Privacy Office, in conjunction with UHealth IT, provides services that can de-identify clinical data sets utilizing software solutions from Privacy Analytics, a market leader in the expert de-identification method. As with the safe harbor method, all direct identifiers such as name, social security number, medical record number, email address etc. must still be removed or masked. However, depending on the data sets, the expert method may allow greater flexibility in the handling of indirect identifiers such as, for example, zip code and dates of event. This results in potentially richer data sets that better preserves the analytical qualities of the data while simultaneously seeking an appropriately low probability of re-identification.

Privacy Analytics provides one tool for use in de-identification of structured data. Please note that the software requires data sets with unique record identifiers. UHealth IT will perform the initial extract of the data and can provide guidance on what data fields are available, criteria for data selection etc. This data set will then be passed to the data broker for de-identification.

The de-identification process is an iterative one, where multiple passes may be required through the data set to achieve a sufficiently low risk level. So using a date of birth (DOB) field as an example, generally speaking, de-identified data sets will not include the full date MM\DD\YYYY. An initial pass may be removing the DD component (really replacing all occurrences of actual DD with 01). So effectively the data set will be left with accurate month and year of the DOB MM\YYYY. This could yield an acceptable risk level and if so, the de-identified data set will include that level of precision i.e. accurate month and year of the original date. However, if the risk of re-identification is still above a threshold value, then another pass may be necessary requiring the removal of the month component. So in effect, for the net result to be a data set with an appropriately low level of re-identification, then potentially only the year YYYY component can be retained out of the DOB field. There is also an option to shift dates so that the entire date format is retained. All the dates for a particular patient can be shifted in a manner that attempts to maintain the relationship between different dates.

Hence this process may require frequent interaction and communication between the requestor and data broker to come to an acceptable solution that both acceptably de-identifies the data while retaining the analytical usefulness to the recipient.

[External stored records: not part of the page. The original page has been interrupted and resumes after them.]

PR #1555, opened 2022-01-25
Adding signatures to UI

brumik:
## TODO
* [x] Approval page update after the meeting:
* [ ] Add synching signed only badge to repo as in https://issues.redhat.com/browse/AAH-1333

## Jira linked Issues: 
* https://issues.redhat.com/browse/AAH-1059
* https://issues.redhat.com/browse/AAH-1061
* https://issues.redhat.com/browse/AAH-1062
* https://issues.redhat.com/browse/AAH-1264
* https://issues.redhat.com/browse/AAH-1333

## Current UI looks (verified by UX ppl, thanks):
Screenshot from 2022-01-26 15-31-35
Screenshot from 2022-01-26 15-31-25
Screenshot from 2022-01-26 15-31-17
Screenshot from 2022-01-26 15-37-44
Screenshot from 2022-01-26 15-37-36
Screenshot from 2022-01-26 15-37-27


trahman73:
Hi @brumik These are looking great! Here are some changes/questions below...

- Change "This change will affect 1 versions." to "This change will affect 1 version(s).
- In the Namespaces/Collections tab, are we adding a Signed/Unsigned badge to this view?
   Here is the mockup
image

Here is the styling and placement for the badge itself... 
- We used the PF outline green and orange options for signed/unsigned here:
  https://www.patternfly.org/v4/components/label#outline
- We used the compact option for the Collections card view only here (the rest of the areas are the regular size):
  https://www.patternfly.org/v4/components/label#compact
- signed icon: fa-check-circle CheckCircleIcon (react)
- unsigned icon: fa-exclamation-triangle ExclamationTriangleIcon (react)
- placement of the badge for the card view is top right of the card
image

brumik:
@trahman73 Thank you for the help, I updated the description and the code with the new badges and spelling.

trahman73:
@brumik Thanks for making the changes, they look great! The only thing I notices is that the badge size in the details view (next to the Last updated text) can be regular size vs compact. The sizing everywhere else looks great. Thanks!

brumik:
@trahman73 The badge feels comically big next to the gray text in regular size, the compact version is much better for the eyes, except if we deem this badge as an important information for the user that should "pop".

trahman73:
@brumik Sounds good and I agree with you. Do you think we should go with the compact view for the Namespaces/Collections tab as well?

brumik:
I think they are good looking without being compact there since there they have their own line

src/api/sign-collections.ts
```diff
@@ -0,0 +1,36 @@
...
+  UI_API_VERSION = 'v3';
+  apiPath = this.getUIPath('sign/collections/');
+
+  constructor() {
+    super(API_HOST + API_BASE_PATH);
+  }
+
+  getUIPath(url: string) {
+    return `${this.UI_API_VERSION}/${url}`;
+  }
```
himdel, line 29:
```suggestion
  apiPath = 'v3/sign/collections/';
```

(there is no such thing as a UI API v3, and as a bonus, the code gets simpler :))

src/containers/namespace-detail/namespace-detail.tsx
```diff
@@ -330,6 +337,27 @@ export class NamespaceDetail extends React.Component<IProps, IState> {
...
+        <SignAllCertificatesModal
+          name={this.state.namespace.name}
+          numberOfAffected={this.state.itemCount}
+          isOpen={this.state.isOpenSignModal}
+          onSubmit={() => {
+            SignCollectionAPI.sign({
+              signing_service: 'ansible-default',
+              repository: this.context.selectedRepo,
+              namespace: namespace.name,
+            })
```
himdel, line 349: missing success/error alerts

src/components/headers/collection-header.tsx
```diff
@@ -166,7 +180,7 @@ export class CollectionHeader extends React.Component<IProps, IState> {
       noDependencies
         ? this.context.user.model_permissions.delete_collection && (
             <DropdownItem
-              key={1}
+              key='1-enabled'
```
himdel, line 183: let's give these meaningful keys as well if we're changing them anyway .. let's say `delete-collection-enabled`?

src/components/headers/collection-header.tsx
```diff
@@ -190,21 +205,72 @@ export class CollectionHeader extends React.Component<IProps, IState> {
...
-            onClick={() =>
-              this.openDeleteModalWithConfirm(collection.latest_version.version)
-            }
-          >
-            {t`Delete version ${collection.latest_version.version}`}
-          </DropdownItem>
-        </div>
+        <DropdownItem
+          data-cy='delete-version-dropdown'
+          key='2'
```
himdel, line 210: (and here)

src/api/sign-collections.ts
brumik: Oki, I started out like this but I am not certain why we need `API_HOST + API_BASE_PATH` in some urls and here why  we don't then?

src/containers/namespace-detail/namespace-detail.tsx
brumik: Can you provide please an example of how to do it meaningfully? We are getting back an task ID and Bruno told me we should check somehow how the task ended, but I find it hard to find an example of an API error reporting back to the User inside the UI. (see my morning PM).

I can also log of the `signing task creation in the api` fails (this call ^), but not sure what is the UX for that one either.

src/components/headers/collection-header.tsx
brumik: Cool, then I rename the sibling keys in these issues too. I added them since we had cases where two keys were the same and then react complained :)

src/containers/namespace-detail/namespace-detail.tsx
brumik: From Zita a template:
https://github.com/ansible/ansible-hub-ui/blob/master/src/containers/certification-dashboard/certification-dashboard.tsx#L505

https://github.com/ansible/ansible-hub-ui/blob/master/src/containers/execution-environment-list/execution_environment_list.tsx#L524

src/api/task.ts
```diff
@@ -1,11 +1,46 @@
...
+import { TaskType } from './response-types/task';
 
 export class API extends HubAPI {
   apiPath = 'v3/tasks/';
 
   constructor() {
     super();
   }
+
+  waitFor(interval: NodeJS.Timeout, taskId: string): Promise<TaskType> {
```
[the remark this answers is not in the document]
brumik: @himdel Oh, sure, I wasn't aware of the existence of that Utility. This is based on the implementation I got from Zita here:

https://github.com/ansible/ansible-hub-ui/blob/master/src/containers/certification-dashboard/certification-dashboard.tsx#L505

https://github.com/ansible/ansible-hub-ui/blob/master/src/containers/execution-environment-list/execution_environment_list.tsx#L524

Would you be okay to pull the `waitForTask` logic from the utilites to the SignatureAPI so we can create one `then ... catch` logic in the components using it or should I use it as it is in the `deleteCollection`

In the delete collection there is no failed task check as it is in the certification dashboard - is that okey or should I check for it on top of that?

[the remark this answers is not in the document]
brumik: @ZitaNemeckova No problem at all, nothing not fixable :) I sill appreciate your help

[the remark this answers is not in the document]
brumik: And also the example you sent me does more than the Utility alone

brumik:
Thoughts:
1. Waiting for 5 sec requery for the task to complete is a lot, added a info alert to tell the user at least  that something is happening.
2. Alert List could be global, maybe we can consider using the one from frontend-compoents, has same interface
3. We are not checking if the task actually completed successfully or not, same in the delete task.

Concern: the `waitForTask` is recursive, so in case the task for some reason does not resolve, we can potentially get stack overflow error - it is unlikely but possible I think.

src/api/sign-collections.ts
himdel: Well, we really use 3 different sets of APIs now:

* pulp apis .. `PulpApi` does `BaseApi('/pulp/api/v3/')` - this will become something like `API_HOST + PULP_API_BASE_PATH` (+-) when adding task management for cloud (#1589)
* hub apis .. `HubApi` does `BaseApi(API_HOST + API_BASE_PATH)`, `API_HOST` is usually empty, and `API_BASE_PATH` is either `/api/automation-hub/` or `/api/galaxy/`
  * UI apis .. are under hub, but use extra `getUIPath` to add `_ui/UI_API_VERSION/` between the base and `apiPath`

So.. you can drop the constructor as well, if you change from `extends BaseAPI` to `extends HubAPI` :)

himdel:
On Approvals Dashboard, I'm still seeing "Approved" status, not "Signed and approved":


On Collection detail, I'm *not* seeing the Sign kebabs .. the last I heard we're supporting multiple signatures so the buttons should be visible and active...



Same screen, the expand signature button works, but the signature is mistreating whitespace, I think you need `white-space: pre;` on that element: (there should be a visible newline after BEGIN PGP SIGNATURE-+, and before -+END)



I'm also not seeing the sign buttons on the namespace detail screen, presumably also because all collections are signed?

The "Signed" label has the same size on all the list screens, but is somehow scrunched on the collection detail screen - we should probably use the same size everywhere...




Namespace detail is missing the signedness filter, so is collection list...

himdel:
Testing further with an unsigned collection (I had to comment out `PULP_GALAXY_AUTO_SIGN_COLLECTIONS` from `dev/standalone/galaxy_ng.env` to be able to change it in `settings.py`)...

:+1: Seeing the Sign buttons on all relevant screens, as well as the unsigned indicator, and the modals.

But in Approvals Dashboard, the Approved icon should be blue, not green, when the collection is only approved, not signed.
(And as per above, the text should be different too.)

Switching between versions of a partially signed collections works well :+1:, except we're losing the kebab buttons when looking at signed versions.

But on the collections list screen, and namespace detail screens, "partial" is treated the same as unsigned...


The version selector on the collection detail screen is missing the signedness info...

src/components/headers/collection-header.tsx
```diff
@@ -512,6 +563,111 @@ export class CollectionHeader extends React.Component<IProps, IState> {
...
+      repository: this.context.selectedRepo,
+      namespace: this.props.collection.namespace.name,
+      collection: this.props.collection.name,
+    })
+      .then((result) => {
+        waitForTask(result.data.task_id)
+          .then(() => {
+            // Cannot requery the api as it comes as prop
+            // We should get the collection into state from api probably
+            window.location.reload();
```
himdel, line 596: We can and should requery the api - exactly the same way deletion does it... `props.updateParams` should work :)

himdel:
Overall looks like we're close :+1:, but given the current size of this PR and the amount of changes still needed, I would strongly suggest splitting this up into a bunch of smaller PRs, this already took a few hours to review and re-reviewing may take equally long if not split :)

I'd suggest:

* the `src/api` changes, type changes, shared components and utilities - we can merge these almost immediately, pending `Partial` support
* approval dashboard - will still need work with the labels, but probably not much work
* list screeens - list screen features, I think the card rewrite looks sane, but probably needs more thorough review than most of the other ui changes, and these are missing the filters
* collection detail, modals - seems like this will need some work for the reload code
* remote form changes (just because they're not related to the rest, also mergable I think)

himdel:
@ShaiahWren can you go through the alerts introduced in this PR and make sure they align with https://github.com/ansible/ansible-hub-ui/pull/1469 please? :)

(We can do this post-merge if needed, but it should be before the release :).)

src/components/cards/cards.scss
```diff
@@ -37,21 +28,6 @@
...
-    justify-content: space-between;
-  }
-
-  .logo-row {
-    display: flex;
-    justify-content: space-between;
-
-    .icon {
-      color: var(--pf-global--info-color--100);
-      margin-right: 3px;
```
himdel, line 51: something like this is probably still needed when a collection has a wide logo...



(I just changed these namespaces to use http://placekitten.com/48/48 , http://placekitten.com/480/48 , http://placekitten.com/48/480 respectively.)

src/components/headers/collection-header.tsx
```diff
@@ -512,6 +563,111 @@ export class CollectionHeader extends React.Component<IProps, IState> {
...
+          })
+          .catch((error) => {
+            this.setState({
+              alerts: [...this.state.alerts, errorAlert(error)],
+            });
+          })
+          .finally(() => {
+            this.setState({
+              alerts: this.state.alerts.filter(
+                (x) => x?.id !== 'loading-signing',
```
himdel, line 658: this is unlike any other alerts we have .. waiting for task is tradionally handled with a green alert linking to the specific task

(we don't necessarily need to handle this one now, we already have a task to unify the task alerts IIRC)

src/components/signing/signature-badge.tsx
```diff
@@ -0,0 +1,39 @@
...
+
+  return (
+    <Label
+      variant='outline'
+      color={isSigned ? 'green' : 'orange'}
+      icon={isSigned ? <CheckCircleIcon /> : <ExclamationTriangleIcon />}
+      isCompact={isCompact}
+      {...props}
+    >
+      {isSigned ? t`Signed` : t`Unsigned`}
```
himdel, line 34: (missing Partial)

himdel:
Also tested with backend master (without https://github.com/ansible/galaxy_ng/pull/1076),
looks like most of the logic works correctly, treating it as the "no signing" scenario :+1: ... except when you try to open a collection detail screen, the whole UI goes away...

```
Uncaught TypeError: Cannot read properties of undefined (reading 'length')
    at CollectionHeader.render (App.1643929411392.0dc0310801a5970c5502.js:102862:75)
    at finishClassComponent (App.1643929411392.0dc0310801a5970c5502.js:79468:31)
    at updateClassComponent (App.1643929411392.0dc0310801a5970c5502.js:79418:24)
    at beginWork (App.1643929411392.0dc0310801a5970c5502.js:80928:16)
    at HTMLUnknownElement.callCallback (App.1643929411392.0dc0310801a5970c5502.js:62496:14)
    at Object.invokeGuardedCallbackDev (App.1643929411392.0dc0310801a5970c5502.js:62545:16)
    at invokeGuardedCallback (App.1643929411392.0dc0310801a5970c5502.js:62600:31)
    at beginWork$1 (App.1643929411392.0dc0310801a5970c5502.js:85511:7)
    at performUnitOfWork (App.1643929411392.0dc0310801a5970c5502.js:84462:12)
    at workLoopSync (App.1643929411392.0dc0310801a5970c5502.js:84438:22)
react-dom.development.js:19527 The above error occurred in the <CollectionHeader> component:
    in CollectionHeader (created by CollectionDetail)
    in CollectionDetail (created by Context.Consumer)
    in withRouter(CollectionDetail) (created by AuthHandler)
    in AuthHandler (created by Context.Consumer)
    in Route (created by Routes)
    in Switch (created by Routes)
    in Routes (created by App)
    in main (created by Page)
    in div (created by Page)
    in Page (created by App)
    in App (created by Context.Consumer)
    in withRouter(App)
    in I18nProvider
    in Router (created by BrowserRouter)
    in BrowserRouter
```

... you can fix that by...

```diff
diff --git a/src/components/collection-detail/download-signature-grid-item.tsx b/src/components/collection-detail/download-signature-grid-item.tsx
index 2b41a727..e7f8d07b 100644
--- a/src/components/collection-detail/download-signature-grid-item.tsx
+++ b/src/components/collection-detail/download-signature-grid-item.tsx
@@ -21,7 +21,7 @@ const DownloadSignatureGridItem: FC<Props> = ({ version }) => {
   const [show, setShow] = useState(false);
 
   // No signature object or the signatures is empty
-  if (!signingEnabled || version.metadata.signatures.length < 1) {
+  if (!signingEnabled || !version.metadata.signatures?.length) {
     return null;
   }
 
diff --git a/src/components/headers/collection-header.tsx b/src/components/headers/collection-header.tsx
index 78fcde5a..0afe9c0e 100644
--- a/src/components/headers/collection-header.tsx
+++ b/src/components/headers/collection-header.tsx
@@ -161,7 +161,7 @@ export class CollectionHeader extends React.Component<IProps, IState> {
 
     const latestVersion = collection.latest_version.created_at;
     const isVersionSigned =
-      collection.latest_version.metadata.signatures.length > 0;
+      !!collection.latest_version.metadata.signatures?.length;
     const isCollectionSigned = collection.sign_state === 'signed';
 
     const isLatestVersion = (v) =>
```

src/components/signing/signature-badge.tsx
brumik: When it s partial, it is unsigned.

src/components/cards/cards.scss
brumik: I'll add padding trough PF compoent props

src/components/headers/collection-header.tsx
brumik: So pass down prop to update a higher level params which requery the api?

src/components/headers/collection-header.tsx
brumik: Tried my best. Send me an example what is your idea about it, I can change it.

brumik:
* The different sized signed/unsigned badge comes from a mutual work with UX (earlier in this PR)
* The missing button after collection is signed is also coming from UX (my last info is we can do it but we don't show for now). Even though the user can sign multiple times, it has no real difference.
* Yes, the PR become big. I did not expected it and you were the one suggesting one PR (even for the signed_only issue, and that one is still getting updates in the mockups)
* The is no UI indicator in the drop-down for the versions, after selecting the version you can see on the right side of the version if it's signed or not.
* There is no ticket or description about the dropdown filters for signed collections.
* After the backed pr merged the API returns all the fields even when the signing is disabled so the breaking should not happen.
* I dont understand you approval dashboard issue, I thought I followed the mockup, and it has not talked about changing the sign we are displaying after approval. The signed status is already displayed everywhere (so many times that John Hardy was questioning if we give it too much importance). 


@himdel I can make all the changes you want. When we agree upon it I break up this pr and make the changes.

cc
@trahman73

ShaiahWren:
@himdel I can compare this to #1469, no problem.  :)

trahman73:
Regarding the different size labels, we are using the compact label found here https://www.patternfly.org/v4/components/label#compact for the card views. The regular sized label can be used everywhere else. We did do a comparison with @brumik on where the label is placed on the Collection detail screen. Visually it looked better as the compact version as it is placed next to the smaller last updated text. If others feel that the compact label version should not be used here in the Collection details screen, UX is fine with using the regular size.

I think the latest from my understanding is that the signing options in the kebab menu should still display as it can be signed multiple times or conditions might change to require to re-sign? I know that after completing the signing flow for the first time, the user will see a signed badge. I personally think it's confusing to still see the signing options valid in the kebab menu especially if I just completed the signing process. I would only expect to see it again if any of the signing conditions have changed and that I would need to sign again. If the easier option here is to just keep the signing options active at all time, UX is fine with this behavior.

src/components/headers/collection-header.tsx
```diff
@@ -512,6 +563,111 @@ export class CollectionHeader extends React.Component<IProps, IState> {
...
+      description: t`Failed to sign all versions in the collection.`,
+    });
+
+    this.setState({
+      alerts: [
+        ...this.state.alerts,
+        {
+          id: 'loading-signing',
+          variant: 'info',
+          title: t`Signing all version in the collection...`,
```
ShaiahWren, line 579: I recommend an alert title that includes the name of collection signed, e.g. `Signing started for all versions in collection &quot;{name}&quot;`

src/components/headers/collection-header.tsx
```diff
@@ -512,6 +563,111 @@ export class CollectionHeader extends React.Component<IProps, IState> {
...
+      description: t`Failed to sign the version.`,
+    });
+
+    this.setState({
+      alerts: [
+        ...this.state.alerts,
+        {
+          id: 'loading-signing',
+          variant: 'info',
+          title: t`Signing the version...`,
```
ShaiahWren, line 632:
```suggestion
          title: t`Signing started for collection quot;{collectionName} v{vcollectionVersions}quot;.`,
```

ShaiahWren: It would be good to include the actual collection name and version :)

src/containers/namespace-detail/namespace-detail.tsx
```diff
@@ -368,6 +394,56 @@ export class NamespaceDetail extends React.Component<IProps, IState> {
...
+      description: t`Failed to sign all collections.`,
+    });
+
+    this.setState({
+      alerts: [
+        ...this.state.alerts,
+        {
+          id: 'loading-signing',
+          variant: 'info',
+          title: t`Signing all collections...`,
```
ShaiahWren, line 410:
```suggestion
          title: t`Signing started for all collections in namespace quot;{namespace}quot;.`,
```

ShaiahWren: Is this for signing all collections in the entire system, or for a given namespace?  If it's the latter, the suggestion above.

src/components/headers/collection-header.tsx
ShaiahWren, line 579:
```suggestion
          title: t`Signing started for all versions in collection quot;{collection}quot;.`,
```

brumik:
> I would only expect to see it again if any of the signing conditions have changed and that I would need to sign again. If the easier option here is to just keep the signing options active at all time, UX is fine with this behavior.

To my understanding when there is a key rotation or other kind of action which invalidates the signature the api will return `sign_status: 'unsigned'` or `partial` and then (by the current logic) the button would be showing again. @rochacbruno @trahman73

src/components/headers/collection-header.tsx
```diff
@@ -512,6 +563,109 @@ export class CollectionHeader extends React.Component<IProps, IState> {
...
+      title: t`API Error: ${status}`,
+      description: t`Failed to sign all versions in the collection.`,
+    });
+
+    this.setState({
+      alerts: [
+        ...this.state.alerts,
+        {
+          id: 'loading-signing',
+          variant: 'info',
```
ShaiahWren, line 578:
```suggestion
          variant: 'success',
```
So far as I know, we use the green 'success' alert for the successful start to any action, so I would go with that (unless @himdel says otherwise) :)

src/components/headers/collection-header.tsx
```diff
@@ -512,6 +563,109 @@ export class CollectionHeader extends React.Component<IProps, IState> {
...
+      title: t`API Error: ${status}`,
+      description: t`Failed to sign the version.`,
+    });
+
+    this.setState({
+      alerts: [
+        ...this.state.alerts,
+        {
+          id: 'loading-signing',
+          variant: 'info',
```
ShaiahWren, line 629:
```suggestion
          variant: 'success',
```
Same as above

src/containers/namespace-detail/namespace-detail.tsx
```diff
@@ -368,6 +394,56 @@ export class NamespaceDetail extends React.Component<IProps, IState> {
...
+      title: t`API Error: ${status}`,
+      description: t`Failed to sign all collections.`,
+    });
+
+    this.setState({
+      alerts: [
+        ...this.state.alerts,
+        {
+          id: 'loading-signing',
+          variant: 'info',
```
ShaiahWren, line 409:
```suggestion
          variant: 'success',
```
Again :)

src/components/headers/collection-header.tsx
brumik: meeting.

himdel: Confirming, we're going with success

himdel:
> The different sized signed/unsigned badge comes from a mutual work with UX (earlier in this PR)

Understood, objection withdrawn :)


> The missing button after collection is signed is also coming from UX (my last info is we can do it but we don't show for now). Even though the user can sign multiple times, it has no real difference.

I'm pretty sure @rochacbruno said that we should not be hiding the actions at those times...

bruno

Unless anything changed there, let's go with that, I don't think this feature is stable enough yet to be hiding the UI without being sure it's the right thing to do.


> The is no UI indicator in the drop-down for the versions, after selecting the version you can see on the right side of the version if it's signed or not.

Yes, that's why I said we should add it :). Otherwise, searching for an unsigned version would mean going through each version until you find the right one.


> There is no ticket or description about the dropdown filters for signed collections.

Apart from AAH-1060, and the details in https://github.com/ansible/galaxy_ng/pull/1076#issuecomment-1016942811 ;).


> After the backed pr merged the API returns all the fields even when the signing is disabled so the breaking should not happen.

Nevertheless, let's make sure your code can work with unchanged APIs, as the change is literally already done for you.


> I dont understand you approval dashboard issue, I thought I followed the mockup, and it has not talked about changing the sign we are displaying after approval. The signed status is already displayed everywhere (so many times that John Hardy was questioning if we give it too much importance). 

Cutting out from the Approvals dashboard design...

approval-dashboard-sap

approvals dashboard doesn't distinguish between collections that were only signed and collections that were also approved, the design above solves that.

In a later discussion we settled on blue, instead of green, when only approved, otherwise as depicted above.

src/components/headers/collection-header.tsx
himdel: (this may be superseded by the specific alerts suggestions below, but for completenes, this is when starting sync for a remote registry...

https://github.com/ansible/ansible-hub-ui/blob/master/src/containers/execution-environment-detail/base.tsx#L326-L342
)

src/components/signing/signature-badge.tsx
himdel: I'm not seeing any designs with the Partial indicator on Jira, and Slack unfortunately forgets images in history, @trahman73 would you still happen to have a collection list screen view with a partially signed collection?

(It pretty much looks exactly like Unsigned, but saying Partial, I believe, and would be shown on a collection list screen, whenever only some versions of such a collections were signed.

Or did I miss a change where these were abandoned?

src/components/headers/collection-header.tsx
brumik: Here the user has to close the Sync started notification manually, and if errors out there will be two alerts?

src/components/signing/signature-badge.tsx
brumik: I never seen mockups for partial label. We just treated the partial as unsigned.

src/components/headers/collection-header.tsx
brumik: @himdel  I had a discussion with @ShaiahWren where we agreed on a meeting for today (which was pushed to next week), hence the meeting comment. I also made clear to @ShaiahWren that I don't mind using success.

src/components/signing/signature-badge.tsx
brumik: Just a text change is needed for the partial?

src/components/headers/collection-header.tsx
brumik: I do the same just removing the notification when the task is complete, so user does not have to close it. Should I remoe that logic?

brumik:
Closing in favor of #1624 #1625 #1626 #1627 #1628 #1629 #1630 

Same stuff with the above mentioned improvements broken up into processable pieces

Uniquely, Privacy Analytics also offers another tool for de-identification of unstructured data such as progress notes. Note that the unstructured data set (one single field containing free form text, for example) must be a separate and distinct data set from any structured data. These are two distinct tools that are run separately against their respective targets, so one tool is used only for structured data and the other tool is run against only unstructured data. This tool uses natural language processing techniques to detect personally identifiable information (PII) in unstructured text such as names, locations, IDs, CPT codes, age, dates, phone numbers and email addresses. Once this information is detected, there are multiple options to handle including masking (replacing the characters with *****) or replacing (a similar value is chosen at random to realistically mask the personal information, e.g. Bob Smith is replaced with John Jefferies).